The introduction of this bill by a gastroenterologist supports my contention that the vast majority of physicians are overpaid plumbers.

I see that Robin Feldman has been making the rounds lately (URL below), arguing for changes in how patents work in the pharma industry. It is worth noting, however, that the patent laws apply exactly the same to pharma as they do to (e.g.) electronics, or aseptically packaged food, or household insulation, etc. Nevertheless, pharma prices keep rising faster than inflation, while the prices in those other industries do not.

To my mind, this implies that patents are not the cause of the cost growth. Trying to tackle pharma price growth, therefore, by fiddling with patent law seems to me like trying to steer the car away from an obstacle by sharply turning the volume knob on the radio.

*If* this really is a problem that needs fixing, then the experts would do better to look for solutions in FDA law. Patent law is not the problem.

https://www.bloomberg.com/opinion/articles/2019-04-08/why-drug-prices-keep-rising-despite-congress-s-efforts

Nice analogy, Mr. DeLassus.

Versions of that can be made to apply almost universally to the entire post-grant mechanisms of the AIA, as such have been entirely NOT aligned with any actual measure of EXAMINATION QUALITY on the front end of the patent grant.

Creating a case that is even worse then "just a band-aid," the AIA (along with Court actions) have basically gutted the value of MOST ALL patents in order to wipe out a common cold symptom.

Who said that post-grant mechanisms such of those of the AIA are meant to "align" (whatever that means) with pre-grant examination?
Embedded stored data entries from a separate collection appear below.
PR #506, opened 2024-07-23
Implement manifest validation

Stebalien:


masih (approved):

masih (approved):

manifest/manifest.go
```diff
@@ -148,6 +194,47 @@ func (m *Manifest) Equal(o *Manifest) bool {
 
 }
 
+func (m *Manifest) Validate() error {
+	switch {
+	case m == nil:
+		return fmt.Errorf("invalid manifest: manifest is nil!")
+	case m.NetworkName == "":
+		return fmt.Errorf("invalid manifest: network name must not be empty")
+	case m.BootstrapEpoch < m.EC.Finality:
```
Kubuxu, line 203:
```suggestion
	case m.BootstrapEpoch <= m.EC.Finality:
```

Kubuxu (approved):

masih (approved):

manifest/manifest.go
Stebalien: This _should_ work as-is, and I don't think it's important enough to change.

The PTO has more work than it can handle, it is impossible for the PTO to do as good a job of examining against that which is already known in comparison to the job that will be done by an interested party whose commercial operations are threatened by a patent. There are different ways one can conceive of allowing third parties to be involved in the examination of patents (pre- or post-grant), but that involvement per se is not necessarily a bad thing.
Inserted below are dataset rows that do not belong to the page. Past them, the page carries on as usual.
PR #518, opened 2024-07-25
Encode BigInts with a leading sign byte as we do everywhere else

### LINKED ISSUE #517: Correctly handle sign in big-int serialization
cbor-gen ignores the sign when encoding `big.Int` from go stdlib. Everywhere else in Filecoin uses the one from [go state types](https://github.com/filecoin-project/go-state-types/blob/9c9af5cce8781845379e7abfa9c32bd06f9769a1/big/int.go#L15-L17) which encodes it as a leading 0/1 byte.

So, the question is what to do for the normal power table? We don't actually care there, but I assume we want to be consistent?

Stebalien:
Previously, we dropped the sign. Unfortunately, the only ways to do this were to:

1. Replace the StoragePower type (what I did here).
2. Hack marshaling/unmarshaling for anything containing this type (which I really didn't want to do).

I mostly copied the big-int code from go-state-types, but I cleaned it up a bit and removed some unused parts. I also renamed/tweaked some functions because I _really_ hate the go big int interface.

fixes #517

### DIFF
--- a/big/int.go
+++ b/big/int.go
@@ -1,0 +1,270 @@
+package big
+
+import (
+	"encoding/json"
+	"fmt"
+	"io"
+	"math/big"
+
+	cbg "github.com/whyrusleeping/cbor-gen"
+)
+
+// BigIntMaxSerializedLen is the max length of a byte slice representing a CBOR serialized big.
+const BigIntMaxSerializedLen = 128
+
+type Int big.Int
+
+func NewInt(i int64) *Int {
+	return (*Int)(big.NewInt(i))
+}
+
+func (i *Int) int() *big.Int {
+	return (*big.Int)(i)
+}
+
+func FromString(s string) (*Int, error) {
+	v, ok := new(big.Int).SetString(s, 10)
+	if !ok {
+		return nil, fmt.Errorf("failed to parse string as a big int")
+	}
+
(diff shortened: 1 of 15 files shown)


big/int.go
```diff
@@ -0,0 +1,270 @@
+package big
```
Stebalien, line 1: From https://github.com/filecoin-project/go-state-types with a few cleanups. Importantly, nil is no longer a half-way alternative to zero...

certs/cbor_gen.go
```diff
@@ -113,36 +100,22 @@ func (t *PowerTableDelta) UnmarshalCBOR(r io.Reader) (err error) {
...
-		buf := make([]byte, extra)
-		if _, err := io.ReadFull(cr, buf); err != nil {
+		b, err := cr.ReadByte()
+		if err != nil {
 			return err
 		}
-		t.PowerDelta = big.NewInt(0).SetBytes(buf)
-	} else {
-		t.PowerDelta = big.NewInt(0)
+		if b != cbg.CborNull[0] {
```
Stebalien, line 109: Ah, damn. We don't want this field to be nullable.

Stebalien:
Closing because this can end up with null ints.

I think the AIA post-grant mechanisms are lacking, particularly following the supreme court's flatulence known as alice/mayo/myriad, but to continue to expect the that PTO examining corps by itself is capable, let alone will, do a good job of examining all the applications before it is to be as blinded to reality as those robed rogues who issued the aforementioned trilogy.

Greg, excellent point.

"[T]he patent laws apply exactly the same to pharma as they do to (e.g.) electronics, or aseptically packaged food, or household "insulation, etc. Nevertheless, pharma prices keep rising faster than inflation, while the prices in those other industries do not."
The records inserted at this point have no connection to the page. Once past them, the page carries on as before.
PR #526, opened 2024-07-25
configure code cov threshold

Stebalien:
And only set a CI status on pull requests, not branches (nothing on main).

### DIFF
--- a/codecov.yml
+++ b/codecov.yml
@@ -1,3 +1,10 @@
+coverage:
+  status:
+    project:
+      default:
+        target: auto
+        threshold: 5%
+        only_pulls: true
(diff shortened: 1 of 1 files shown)


codecov.yml
```diff
@@ -1,3 +1,10 @@
+coverage:
+  status:
+    project:
```
masih, line 3: Do we want to set patch threshold too? https://docs.codecov.com/docs/commit-status#patch-status

masih (approved):

codecov.yml
Stebalien: Hm. Probably.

Similarly, pharmaceuticals without patent protection (such as the celebrated example of Daraprim) show at least as much faster-than-inflation price growth as patented pharmaceuticals. Once again, this evidence suggests that whatever is causing this price growth, it is not the patent law.

Hunting around for patent law solutions is not going to be productive if patent law is not the problem. Better to look to FDA law for the solution to this problem.

Atari Man,

There is more than just a little problem with pretending that an actual patent grant is MEANINGLESS in order to obtain "real examination by interested parties that the Patent Office fails to do (for whatever reason)."